WHAT NEEDS TO BE DONE:
Please print only the top portion of the entries below, ending with the line that contains "bytes) not supported')", exactly as written.

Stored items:

**********

PR #322, opened 2022-12-18
feat(core): support bytes/strings (length >31)

RPate97:
## Purpose
Adds support for bytes/strings of length > 31

### DIFF
--- a/packages/core/src/languages/solidity/storage.ts
+++ b/packages/core/src/languages/solidity/storage.ts
@@ -249,7 +249,19 @@ export const encodeVariable = (
         },
       ]
     } else {
-      throw new Error('large strings (>31 bytes) not supported')
+      let slots = [
+        {
+          key: slotKey,
+          val: padHexSlotValue((bytes.length * 2 + 1).toString(16), 0),
+        },
+      ]
+      slots = slots.concat(
+        encodeBytesArrayElements(
+          bytes,
+          utils.keccak256(slotKey) // The slot key of the array elements begins at the hash of the `slotKey`.
+        )
+      )
+      return slots
     }
   } else if (variableType.encoding === 'mapping') {
     // Iterate over every key/value in the mapping to get the storage slot pair for each one.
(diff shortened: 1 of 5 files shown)


packages/plugins/chugsplash/Storage.config.ts
```diff
@@ -10,11 +10,15 @@ const config: UserChugSplashConfig = {
...
+      variables: {
+        ...variables,
+        myStorage: '0x1111111111111111111111111111111111111111',
+      },
     },
     MySimpleStorage: {
-      contract: 'SimpleStorage',
+      contract: 'Storage',
       variables: {
+        ...variables,
```
sam-goldman, line 21: Is there a reason you changed this from `SimpleStorage`? If you don't want to use `SimpleStorage.t.sol`, could you remove it?

RPate97: I actually changed this because `SimpleStorage.t.sol` has been removed already. I'm not sure why though, I was going to ask you about that actually haha.

sam-goldman: Whoops, my bad! Added that back

sam-goldman:
Do you think you could refactor this so that it uses `encodeArrayElements`? I think it'd be possible since long bytes/strings are encoded identically to `bytes1[]`. This encoding logic is probably the most important TypeScript code in ChugSplash, so it'd be great if we could avoid duplication as much as possible

RPate97:
> long bytes/strings are encoded identically to `bytes1[]`

This is actually not true. ["...you can distinguish a short array from a long array by checking if the lowest bit is set: short (not set) and long (set)"](https://docs.soliditylang.org/en/latest/internals/layout_in_storage.html#bytes-and-string). While this can be dealt with, it adds a lot of complexity to the `encodeVariable` function which feels unnecessary to me. 

> Do you think you could refactor this so that it uses `encodeArrayElements`?

So normally I would be very pro-removing duplication and in fact, I actually implemented this feature that way in the first place. However, I was not happy with that implementation because it added a lot of opaque complexity related to the above issue and also to the fact that the `encodeArrayElements` function is designed to work with dynamic arrays which Solidity generates different info on. 

So, I chose to refactor it to use a separate function because I believe the differences in handling this specific case are large enough to warrant it. While this method does introduce some duplication, I feel that it is significantly cleaner and will result in less error-prone code.

packages/core/src/languages/solidity/storage.ts
```diff
@@ -407,6 +419,46 @@ export const encodeArrayElements = (
   return slots
 }
 
+/**
+ * Encodes a bytes/string value of length > 31 bytes as a series of key/value storage slot pairs
+ * using the Solidity storage layout.
+ *
+ * TODO - Refactor long bytes/string encoding to instead use the encodeArrayElements and treat the
+ * variable as a dynamic array of bytes1.
```
sam-goldman, line 427: Minor correction: we'd treat the variable as a fixed-size array of bytes1

sam-goldman (approved):

PR #323, opened 2022-12-18
feat(pg): add chugsplash-init hardhat task

sam-goldman:


packages/plugins/src/sample-project/chugsplash-files.ts
```diff
@@ -0,0 +1,41 @@
...
+        stored: true,
+        storageName: 'First',
+        otherStorage: '0x1111111111111111111111111111111111111111',
+      },
+    },
+  },
+}
+
+export default config
+`
```
RPate97, line 21: I think this feature will be easier to maintain if we move these into their own files so they'll be covered by the linter and can be tested more easily.

sam-goldman: Did this for the sample ChugSplash files. Decided not to do it for the sample contract because we inject the solidity version into the source code, so it's easier to work with a string. I tried to do this for the sample test files but couldn't make it work to because we import `@chugsplash/plugins` in the test files, which isn't possible to do from within the plugins package. So, I think those are best left as strings.

RPate97 (approved):
Looks good, I see you're reasoning on the contract and test files.

PR #325, opened 2022-12-18
docs: add project setup guide

sam-goldman:


README.md
```diff
@@ -29,8 +29,9 @@ ChugSplash makes it easy to deploy and upgrade smart contracts **securely**. It'
 
 ## Documentation
 
-1. [ChugSplash File](https://github.com/chugsplash/chugsplash/blob/develop/docs/chugsplash-file.md): Detailed explanation of the file where you define a deployment or upgrade. Start here.
-2. [Defining Variables in a ChugSplash File](https://github.com/chugsplash/chugsplash/blob/develop/docs/variables.md): Comprehensive reference that explains how to assign values to every variable type in a ChugSplash file.
+1. [Setting up a ChugSplash project](https://github.com/chugsplash/chugsplash/blob/develop/docs/setup-project.md): Take your first steps with ChugSplash.
```
RPate97, line 32: Would be good to also update the Tutorial section to link to this guide as well.

docs/setup-project.md
```diff
@@ -0,0 +1,176 @@
...
+With Yarn:
+```
+yarn add --dev @chugsplash/plugins @chugsplash/core
+```
+With npm:
+```
+npm install --save-dev @chugsplash/plugins @chugsplash/core
+```
+
+## Setup ChugSplash using JavaScript
```
RPate97, line 62: I'm conflicted about duplicating this info for both Javascript and Typescript. I feel like we could get away with just including typescript and then note that the `chugsplash-init` command will also generate javascript depending on your project setup.

README.md
sam-goldman: Was actually going to delete the tutorial since this serves the same purpose with a better UX. There are only two things included in the tutorial that aren't covered in this guide: immutables and a technical overview. Was planning on adding docs for both of these

docs/setup-project.md
sam-goldman: Yeah it's not super elegant but I think it's the best solution for now. We could probably get away with just having a single TS or JS guide, but I think this provides a subpar experience for users who are trying to setup with the language that we haven't explicitly given instructions for. Fwiw Hardhat has a [JS guide](https://hardhat.org/hardhat-runner/docs/guides/project-setup) and a [TS guide](https://hardhat.org/hardhat-runner/docs/guides/typescript), and so does [smock](https://smock.readthedocs.io/en/latest/getting-started.html)

README.md
RPate97: That sounds good to me

PR #329, opened 2022-12-19
docs: remove tutorial

sam-goldman:
Most of the content in the tutorial is now in [Setting up a ChugSplash project](https://github.com/chugsplash/chugsplash/blob/develop/docs/setup-project.md). The rest will go in the technical overview doc, which isn't written yet.


packages/plugins/README.md
```diff
@@ -1,157 +0,0 @@
-# ChugSplash Tutorial
```
RPate97, line 1: Just FYI, removing this file means there will be no readme on NPM. I'm not sure exactly how, but I'm guessing there's probably a way to share the top level readme with the individual packages.

sam-goldman: Great, thanks for catching that!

**********

OUTPUT OF THE TASK:
PR #322, opened 2022-12-18
feat(core): support bytes/strings (length >31)

RPate97:
## Purpose
Adds support for bytes/strings of length > 31

### DIFF
--- a/packages/core/src/languages/solidity/storage.ts
+++ b/packages/core/src/languages/solidity/storage.ts
@@ -249,7 +249,19 @@ export const encodeVariable = (
         },
       ]
     } else {
-      throw new Error('large strings (>31 bytes) not supported')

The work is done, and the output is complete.